S&P 500 Nears Record High as AI and Tech Stocks Fuel Market Rebound Amid Ceasefire

The S&P 500 is just 0.85% below its all-time high as easing geopolitical tensions and surging tech stocks drive gains. Here's what’s behind the rally — and what could slow it down.

6/25/20252 min read

S&P 500 Nears Record High as Tech Stocks Lead and Geopolitical Risks Ease

Market Momentum Builds on AI Optimism, Easing Iran-Israel Tensions, and Tariff Clarity

The S&P 500 is now just 0.85% away from setting a new all-time high, marking a sharp turnaround from just two months ago when the index was teetering on the edge of a bear market. Investors are responding positively to a combination of easing geopolitical risk and renewed strength in the technology and artificial intelligence sectors.

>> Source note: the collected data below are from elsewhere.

PR #346, opened 2020-10-28
7645 feat: add contactForm prop to InfoBox

skibinska:
Relates https://github.com/wellcometrust/corporate/issues/7645

The current Contact us has an option to send a message. It is a form not an email

Screenshot 2020-10-28 at 13 03 53

link: https://wellcome.org/grant-funding/guidance-listing

I have decided to implement this by adding `contactForm` to `InfoBox` component

Screenshot 2020-10-28 at 13 14 05

Please let me know if this is the correct way

### DIFF
--- a/src/components/Contact/Contact.tsx
+++ b/src/components/Contact/Contact.tsx
@@ -15,7 +15,7 @@ type ContactProps = {
   className?: string;
   contactFormLink?: {
     text?: string;
-    url?: string;
+    url: string;
   };
   email?: string;
   imageSources?: ContactImageSourceProps;
--- a/src/components/Contact/Contact.tsx
+++ b/src/components/Contact/Contact.tsx
@@ -22,7 +22,7 @@ type ContactProps = {
   institution?: string;
   institutionCountry?: string;
   contactRole?: string;
-  name: string;
+  name?: string;
   teamTitle?: string;
   teamUrl?: string;
   tel?: string;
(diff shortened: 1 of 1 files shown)


skibinska:
@chriddell, what do you think about that?

chriddell (commented):
Makes sense to me.

~One thing I would ask - is it used in multiple places, with different titles/urls? As far as I can see it only always links to the same place, with the same text ("Send a message").~

~If so, I think a boolean prop would be more appropriate e.g. `isLinkToContactForm`~

Ignore me! Realised this is in corporate-components, so we should allow for flexibility!

chriddell (commented):
Looks good - I have some reservations about the name `contactForm` - could we call it `contactFormLink` instead, to make it clear that it's a link to the contact form, rather than rendering the actual form inside the component?

It would be helpful to also declare a default for the 'title' (rename to 'text', as 'title' makes it sound like it is rendered inside a `<h>` tag). 

e.g.

```jsx
<a href={`${contactFormLink.url}`} className="cc-contact__link">
  contactFormLink.text || 'Send a message'
</a>
```

src/components/Contact/Contact.tsx
```diff
@@ -13,19 +13,24 @@ type ContactImageSourceProps = {
 
 type ContactProps = {
   className?: string;
+  contactFormLink?: {
+    text?: string;
+    url?: string;
```
chriddell: url should be required (I think)

chriddell (approved):
👍

PR #351, opened 2020-11-04
#7563 feat: updates storybook 6.0.28

chriddell:
See wellcometrust/corporate/issues/7563

- updates `storybook` and `@storybook/` packages to 6.0.28 (latest stable)
- adds `html-webpack-plugin@5.0.0-alpha.9` to dev dependencies (this is a workaround for https://github.com/jantimon/html-webpack-plugin/issues/1377 & https://github.com/storybookjs/storybook/issues/9216)
- updates storybook config implementation to match best practice from Storybook 6.0.x docs


package.json
```diff
@@ -64,6 +64,7 @@
     "react-html-parser": "^2.0.2",
     "react-paginate": "^6.5.0",
     "shortid": "^2.2.15",
+    "storybook": "^6.0.28",
```
creido-welly: should this be under `devDependencies`?

creido-welly (approved):
All good, just that one query over dependency vs devDependency

package.json
chriddell: Good q, though I think we deploy to https://ghp.wellcomecollection.org/corporate-components/ - so does that mean it should stay in depdendencies?

chriddell: ...then again, that URL is not really production, is it? It's just a deployed version of a testing environment. I think I'll move storybook to devDependencies.

creido-welly: Absolutely. The storybook dependency would become part of the npm package which we definitely don't want

creido-welly (approved):

PR #352, opened 2020-11-06
#7671 feat: ImageCard component (NewsCard)

chriddell:
See wellcometrust/corporate/issues/7671

- adds NewsCard component
- adds NewsCard storybook component
- adds `width` and `height` prop to ImageElement (handy prep work for Next JS Image component https://github.com/wellcometrust/corporate/issues/7682)
- adds `%anchor-reverse` extend
- adds `height: auto;` to `%img-responsive` extend
- adds `--colour-amber-30` to `_colours.scss` settings


src/components/NewsCard/NewsCard.tsx
```diff
@@ -0,0 +1,89 @@
...
+  image: {
+    alt: string;
+    height?: string;
+    sizes?: string;
+    src: string;
+    srcSet?: string;
+    width?: string;
+  };
+  title: string;
+  titleAs?: keyof JSX.IntrinsicElements;
```
creido-welly: :+1: like this idea

It would be good to limit this prop to headings only (and probably leave out h1)

src/components/NewsCard/NewsCard.tsx
```diff
@@ -0,0 +1,89 @@
...
+import { ImageElement } from 'Image';
+import FormattedDate from 'FormattedDate';
+import Link from 'Link';
+
+type NewsCardProps = {
+  author: string;
+  className?: string;
+  date: string;
+  image: {
+    alt: string;
```
creido-welly: I'm becoming less of a fan of these nested props as it makes them less visible. PageHeaderCompact has a very flat structure and it's instantly more readable.

I also think over time it would be good to refactor other components which have nested props.

chriddell: good point - I think you're right, have updated

src/components/NewsCard/NewsCard.tsx
chriddell: not sure this it's possible to grab just the headings keys from this, so have just declared more explicitly what is allowed!

agreed would be nice to be able to get a subset of IntrinsicElements, but think this does the job just as well anyway - a good one to know for the future

creido-welly (approved):

src/assets/styles/20-tools/_mixins/_typography.scss
```diff
@@ -27,25 +27,55 @@
...
+      transition: all var(--transition-duration) var(--transition-timing-function-in);
+      visibility: hidden;
+      width: 100%;
+    }
+
+    &:hover:before {
+      transform: scaleX(1);
+      visibility: visible;
+    }
+  }
```
chriddell, line 65: Want to check in with @j-jaworski on this one... we're introducing a new, v similar style with the animated underline (imitated from British Museum website) to one we currently use in the footer nav links.

Will check in on Monday to see if we want to replace the footer nav link style with the new updated one, or whether we need to maintain both. I'll then update code accordingly.

j-jaworski: We should change the footer hover state to animate from the left as per the new style but think it will look weird if they are exactly the same (thicker line used on card hovers might look a bit OTT on the footer's smaller text links)

chriddell: Ah amazing, wasn't expecting you to respond on here - was gonna flag on Slack. Thanks for that update, v helpful - will keep the line thickness the same as it currently is on footer links (think it's probs 1px).

j-jaworski: 1px sounds right, feel free to make everything else the same, except colour obvs

chriddell: https://github.com/wellcometrust/corporate/issues/7729

PR #355, opened 2020-11-12
bug: Storybook compatibility with npm link

creido-welly:
Upgraded storybook to release candidate for v6.1 to fix compatibility issue with "npm link".

Explanation: "npm link" is used heavily in development to link corporate-components to corporate-react as a live reloading dependency


chriddell (commented):
Noticed we've lost ~40,000 lines from package-lock... have you pushed this without re-running `npm i` after npm linking corporate-components/react?

creido-welly:
I'm pretty sure I re-ran npm i but will do it again just to be safe

chriddell:
Could just be that storybook has way less dependencies...

chriddell (approved):

creido-welly:
Slight difference but there's still a discrepancy of over 40,000 lines

PR #358, opened 2020-11-18
#7672 feat: full width promo 

creido-welly:
Relates to https://github.com/wellcometrust/corporate/issues/7672

- Adds new full width promo component as featured on news landing page
- Adds storybook

@chriddell the CTA is currently an integral part of this component but should likely be abstracted as a reusable component since it'll feature elsewhere in future.


chriddell (commented):
The package-lock has lost ~50,000 lines... is ~corporate-components~ React still symlinked?

src/assets/styles/10-settings/_transition.scss
```diff
@@ -9,4 +9,6 @@
 :root {
   --transition-duration-fast: 0.2s;
   --transition-duration: 0.4s;
+  --transition-timing-function-in: cubic-bezier(0.23, 1, 0.32, 1);
+  --transition-timing-function-out: cubic-bezier(0.55, 0.085, 0.68, 0.53);
```
chriddell: Not sure about setting this at the root... I know it needs to be shared between components, but setting at root seems to indicate it's a global variable, whereas it currently is only used in the Card components (and I suspect we have other transition timing function values declare elsewhere.

Any thoughts?

src/components/FullWidthPromo/FullWidthPromo.stories.tsx
```diff
@@ -0,0 +1,66 @@
...
+import { storiesOf } from '@storybook/react';
+import { boolean, select, text } from '@storybook/addon-knobs';
+
+import FullWidthPromo from './FullWidthPromo';
+
+const FullWidthPromoExample = () => {
+  const generalID = 'General';
+  const imageID = 'Image';
+  const metaID = 'Meta';
+
```
chriddell, line 11: I like this idea. Think we should adopt on all stories going forwards

src/components/FullWidthPromo/FullWidthPromo.tsx
```diff
@@ -0,0 +1,92 @@
...
+  imageSrcSet,
+  linkText,
+  metaLabel,
+  title,
+  topics
+}: FullWidthPromoProps) => (
+  <div className="cc-fw-promo">
+    {(!!imageSrc || (imageSrcSet && imageSizes)) && (
+      <figure className="cc-fw-promo__image">
+        <ImageElement src={imageSrc} srcSet={imageSrcSet} alt={imageAlt} />
```
chriddell: Do you think we should provide `height` and `width` to the ImageElement?

Should help if/when we migrate to the NextJS Image component. Regardless, it would also help with lazy-loading if/when we implement that, too.

src/components/FullWidthPromo/FullWidthPromo.tsx
```diff
@@ -0,0 +1,92 @@
...
+  imageAlt,
+  imageSizes,
+  imageSrc,
+  imageSrcSet,
+  linkText,
+  metaLabel,
+  title,
+  topics
+}: FullWidthPromoProps) => (
+  <div className="cc-fw-promo">
```
chriddell: What's the benefit of abbreviating the classname? 

I'm thinking that it would make it more difficult to track down the React component if, say, you were only looking at the rendered HTML and wanted to find the relevant component in the codebase.

src/components/FullWidthPromo/FullWidthPromo.tsx
```diff
@@ -0,0 +1,92 @@
...
+          {linkText}
+        </Button>
+        {topics && (
+          <div className="cc-page-header-compact__topics">
+            <TagList tags={topics} />
+          </div>
+        )}
+      </div>
+    </div>
+  </div>
```
chriddell: What do you think about adding an `itemScope` (and some `itemProp`) attribute(s) to some of the DOM elements?

It seems like the component will always be used for articles, so maybe we can even render it using an `<article>` element?

I think, even if we don't tie the component to an article type, we could use the itemType of `Thing` https://schema.org/Thing

src/components/FullWidthPromo/_full-width-promo.scss
```diff
@@ -0,0 +1,165 @@
...
+  background: var(--colour-amber-05);
+  position: relative;
+}
+
+.cc-fw-promo__image {
+  @extend %img-cover;
+  margin: 0;
+  
+  @include mq($until: sm) {
+    height: calc(220vw / 320 * 100);
```
chriddell: Could you write a comment in the code explaining this calc? I can't work out what it's doing, or why 😬

src/components/FullWidthPromo/_full-width-promo.scss
```diff
@@ -0,0 +1,165 @@
...
+    position: absolute;
+    right: 0;
+    top: 0;
+    z-index: 0;
+  }
+}
+
+.cc-fw-promo__container {
+  @include grid-container;
+  padding: calc(7.5 * var(--space-unit)) 0;
```
chriddell: I think the shorthand may be detrimental here? Seems like we only want to set top/bottom whereas this explicitly sets left/right to 0 as well, which:

- adds unnecessary style declaration
- makes it harder to overwrite (depending on another selectors specificity/order)

src/components/FullWidthPromo/_full-width-promo.scss
```diff
@@ -0,0 +1,165 @@
...
+
+  @include mq(sm) {
+    padding: calc(9 * var(--space-unit)) 0;
```
chriddell: Same as https://github.com/wellcometrust/corporate-components/pull/358/files#r526036302

src/components/FullWidthPromo/_full-width-promo.scss
```diff
@@ -0,0 +1,165 @@
...
+  @extend %anchor-inherit;
+  @include animated-underline;
+}
+
+.cc-fw-promo__meta {
+  align-items: center;
+  display: flex;
+  flex-wrap: wrap;
+  margin-bottom: calc(2 * var(--space-unit));
+  padding: var(--space-unit) 0;
```
chriddell: Same as https://github.com/wellcometrust/corporate-components/pull/358/files#r526036302

src/components/FullWidthPromo/_full-width-promo.scss
```diff
@@ -0,0 +1,165 @@
...
+  font-size: var(--body-xs);
+  margin: 0;
+  text-transform: uppercase;
+}
+
+.cc-fw-promo__type + .cc-fw-promo__authors:before {
+  color: var(--colour-amber-30);
+  content: '/';
+  font-size: var(--body-xs);
+  padding: 0 var(--space-unit);
```
chriddell: Similar to https://github.com/wellcometrust/corporate-components/pull/358/files#r526036302

src/assets/styles/10-settings/_transition.scss
creido-welly: I had similar thoughts as you initially. It makes sense to scope custom props locally where they're clearly meant for for specific components but these underline properties are used in footer nav links too.

I've moved these vars to the parent full width promo selector now but we perhaps need to think about a strategy for future (beyond the scope of this ticket). How about ...

- For the most part other timing functions are simply 'ease'. This could be added as `--transition-timing-default: ease`
- 'ease-in-out' is used for things related to the header, but not just in the header - could be globally scoped as `--transition-timing-header`
- The above could be renamed more specifically `--transition-timing-underline-in` and `--transition-timing-underline-out` and added to the global scope 
- Gallery lightbox and logo use specific cubic-beziers so could use locally scoped properties

src/components/FullWidthPromo/FullWidthPromo.stories.tsx
creido-welly: yes where it makes sense to i.e. loads of props

src/components/FullWidthPromo/FullWidthPromo.tsx
creido-welly: Simply for brevity. TBH I'm not entirely sold on the naming of this component since 'Full Width' is related to style. Thoughts on that? PromoCard? Or is FullWidthPromo fine?

Once we've settled on the name I'll make these easier to read

src/components/FullWidthPromo/FullWidthPromo.tsx
creido-welly: Done

src/assets/styles/10-settings/_transition.scss
chriddell: I like that idea, I think using a specific settings file to hold global transitions makes it clear for codebase novices where they should declare any re-used transition styles.

I wonder if locally scoped variables would benefit from being namespaced, e.g. `--component-transition-timing`.

src/components/FullWidthPromo/FullWidthPromo.tsx
creido-welly: Done

src/components/FullWidthPromo/_full-width-promo.scss
creido-welly: Removed. I added it initially to force the image to display in a fixed aspect ratio but it's probably not that important

src/components/FullWidthPromo/FullWidthPromo.tsx
chriddell: Ahh that's a good point. I totally agree. 

I'm reluctant to name it anything but FullWidthPromo without discussing with design. Potential names (all a bit rubbish):

- SpecialPromo
- ImagePromo
- BigPromo

cc: @j-jaworski

src/components/FullWidthPromo/FullWidthPromo.stories.tsx
```diff
@@ -0,0 +1,66 @@
+import * as React from 'react';
+import { storiesOf } from '@storybook/react';
+import { boolean, select, text } from '@storybook/addon-knobs';
```
chriddell: Looks like `select` and `boolean` aren't used

src/components/FullWidthPromo/FullWidthPromo.tsx
```diff
@@ -0,0 +1,92 @@
+import React from 'react';
+
+import { ImageElement } from 'Image';
+import Button from 'Button';
+import Icon from 'Icon';
```
chriddell: `Icon` is not used

src/assets/styles/10-settings/_transition.scss
chriddell: Shall I create a ticket for this?

creido-welly: > Shall I create a ticket for this?

Yes please

creido-welly: > I wonder if locally scoped variables would benefit from being namespaced, e.g. `--component-transition-timing`.

I'm open to this in principle however I think it depends on the context. Definitely we should do it where it makes sense to but it's worth reading the following article to see if there's another way which might complement our codebase more. 

https://css-tricks.com/breaking-css-custom-properties-out-of-root-might-be-a-good-idea/

chriddell: ace, will read

chriddell (commented):
Final check that the package-lock is okay? It's lost a lot of lines...

creido-welly:
> Final check that the package-lock is okay? It's lost a lot of lines...

I'm investigating ...

chriddell (commented):
Preliminary approval as I think the only issue left is package-lock, and you're already looking in to it

chriddell (approved):

creido-welly:
> Preliminary approval as I think the only issue left is package-lock, and you're already looking in to it

@chriddell node_modules and package-lock.json deleted and `npm i` run several times using node v10.15.0. I've fixed the react and react-dom versions at v16.12.0 (for some reason my install was defaulting to v16.14.0) and package-lock is still coming out around 50,000 lines shorter

chriddell:
ah okay, I guess something has shedded a lot of dependencies then - all good!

What’s Driving the Market’s Comeback?

Over the past two sessions, the S&P 500 rose by 2.1%, fueled by optimism around a ceasefire between Iran and Israel, which has temporarily reduced fears of oil supply disruptions and broader market volatility.

Other key contributors to the rally include:

  • Strength in large-cap tech and AI companies

  • Signs of stabilization in trade policy

  • Improved investor sentiment following a turbulent spring

  • Positive performance across global equity markets

Chris Brigati, CIO at SWBC, noted that “as Middle East tensions fade, markets are returning their focus to core economic drivers like tariffs, earnings, and fiscal policy.”

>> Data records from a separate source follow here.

PR #359, opened 2020-11-18
#7742 feat: authors prop is now array of strings (ImageCard)

chriddell:
See wellcometrust/corporate/issues/7742

- updates ImageCard's authors prop to become array of strings (rather than string)
- updates relevant markup
- updates relevant styles

### DIFF
--- a/src/components/ImageCard/ImageCard.tsx
+++ b/src/components/ImageCard/ImageCard.tsx
@@ -6,7 +6,7 @@ import FormattedDate from 'FormattedDate';
 import Link from 'Link';
 
 type ImageCardProps = {
-  author: string;
+  authors: string[];
   className?: string;
   date: string;
   imageAlt: string;
@@ -22,7 +22,7 @@ type ImageCardProps = {
 };
 
 export const ImageCard = ({
-  author,
+  authors,
   className,
   date,
   imageAlt,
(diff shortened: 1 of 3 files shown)


creido-welly (approved):

src/components/ImageCard/ImageCard.tsx
```diff
@@ -62,15 +62,23 @@ export const ImageCard = ({
...
           </span>
-          <span
-            className="cc-image-card__meta-item cc-image-card__meta-item--author"
-            itemProp="author"
-          >
-            {author}
-          </span>
+          {authors && (
+            <dl className="cc-image-card__meta-item cc-image-card__meta-item--author cc-image-card__authors">
+              <dt className="cc-image-card__authors-label">Author</dt>
```
skibinska, line 70: I am wondering if it should change to `Authors` when more than one author. (I haven’t seen the design for this, so please ignore if this is not relevant)

chriddell: Ah it's interesting you raised that... it's not relevant in the way you think it might be...

The designs for these are simply an author's name (e.g. below), but it's interesting that you thought of the Author component, and makes me think maybe this prop would be better declared as `authorNames`...

Screenshot 2020-11-18 at 16 33 53

chriddell: I have a job to consolidate some of the code for the new Card components, and the author names are potentially going to be extracted a new component so I will bare this in mind!

PR #362, opened 2020-11-18
#7749 feat: adds ImageCardMultiple storybook story

chriddell:
This PR adds a storybook component to render multiple ImageCard components so that we can get them QA'd by design.

We do not yet have the style rules written for this, so I have used css-in-js to apply what are temporary styles which will be replicated in Sass once we implement https://github.com/wellcometrust/corporate/issues/7750

See wellcometrust/corporate/issues/7749

- adds storybook story to display multiple ImageCard components

### DIFF
--- a/src/components/ImageCard/ImageCard.stories.tsx
+++ b/src/components/ImageCard/ImageCard.stories.tsx
@@ -69,6 +69,15 @@ const MultipleImageCard = () => {
   return (
     <div
       style={{
+        /**
+         * todo: Render ImageCard with Listing
+         *
+         * This will mean we can render multiple ImageCard components
+         * by passing the data to the Listing component, and move the styles
+         * + DOM from here to be handled by that component + Sass (for the styles)
+         *
+         * @see {@link https://github.com/wellcometrust/corporate/issues/7750}
+         */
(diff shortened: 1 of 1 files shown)


src/components/ImageCard/ImageCard.stories.tsx
```diff
@@ -39,6 +39,71 @@ const ImageCardExample = () => {
...
+    url: text('URL', '/news/all', `Card ${i + 1}`)
+  }));
+
+  return (
+    <div
+      style={{
+        display: 'flex',
+        justifyContent: 'space-between',
+        flexWrap: 'nowrap',
+        marginLeft: 'calc(-1 * var(--space-xl))'
```
chriddell, line 84: I've added these styles as a temporary solution for displaying multiple ImageCard components in a row so that we can get these components QA'd by design.

I feel like this is appropriate for now because it prevents having to write the style rules elsewhere in the app - which means it will be easier to tidy up later.

creido-welly (approved):

chriddell:
Closing as implemented in a more appropriate manner in https://github.com/wellcometrust/corporate-components/pull/362

PR #106, opened 2023-12-13
Try to render an author by forcing its ibid to Different before using the bibliography style

MaxGietl:
In a prose or author citation hayagriva tries to render the author with the style from the bibliography if the citation doesn't render the author itself. This leads to some awkward results if the CSL style doesn't display the author if the same citation was used directly before (instead just printing ibid. for example). This issue can be fixed by pretending that the previous citation doesn't exist, specifically by forcing `ctx.instance.cite_props.speculative.ibid` to be `IbidState::Different`.

Example using Typst:
```typst
$e$ is roughly $2.72$. @smith

Furthermore, #cite(<smith>, form: "prose") shows that $pi$ is roughly $3.14$

#bibliography("bibliography.yaml", title: "Literature", style: "deutsche-sprache")
```

with bibliography.yaml:
```yaml
smith:
  type: Book
  title: Special Numbers
  author: Smith, John
  date: 2010
```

A Year of Swings: From Correction to Recovery

The path to this point hasn’t been smooth. After reaching record highs in February at the start of President Trump’s second term, the S&P 500 saw steep declines in March and April due to the announcement of aggressive new tariffs.

Key moments:

  • April 8: The index closed 18.9% below its February peak

  • May: The S&P 500 gained 6.15%, its best monthly performance since November 2023

  • June: The index is up 3% month-to-date

Markets rebounded sharply after the rollback of “Liberation Day” tariffs and easing tensions with China and the UK.

Tech and AI Back in the Spotlight

Technology and AI stocks are once again driving market momentum. The Nasdaq 100 reached a new record high on Tuesday — its first since February — propelled by strong performances from major tech players.

Ross Mayfield, investment strategist at Baird, stated: “AI and tech leadership is back. It’s not yet a bubble, but it’s a powerful driver for this tech-heavy market.”

Caution Ahead: What Could Derail the Rally?

Despite the surge in optimism, several risks could limit future gains:

  • Tariffs: Current rates are the highest in 90 years, potentially slowing growth and keeping inflation elevated

  • Inflation: Higher import costs could reignite price pressures

  • Interest rates: Persistent inflation may prevent the Fed from cutting rates

  • Second-quarter earnings: Investors are watching how companies handle cost pressures

  • Government debt: Rising Treasury yields could reduce demand for equities

  • Labor market: Summer jobs data may reveal weaknesses in economic resilience

Eric Freedman, CIO at US Bank Asset Management, emphasized that “how companies pass on tariff costs will be critical to understanding future inflation and profit margins.”

Long-Term View: What Should Investors Do?

Market strategists continue to advise a disciplined approach.

“Stay invested. Trying to time the market rarely works,” said SWBC’s Brigati. “A long-term strategy focused on fundamentals remains the best approach, even during short-term volatility.”

As earnings season approaches and trade and geopolitical developments continue to unfold, investors should remain alert — but not reactive.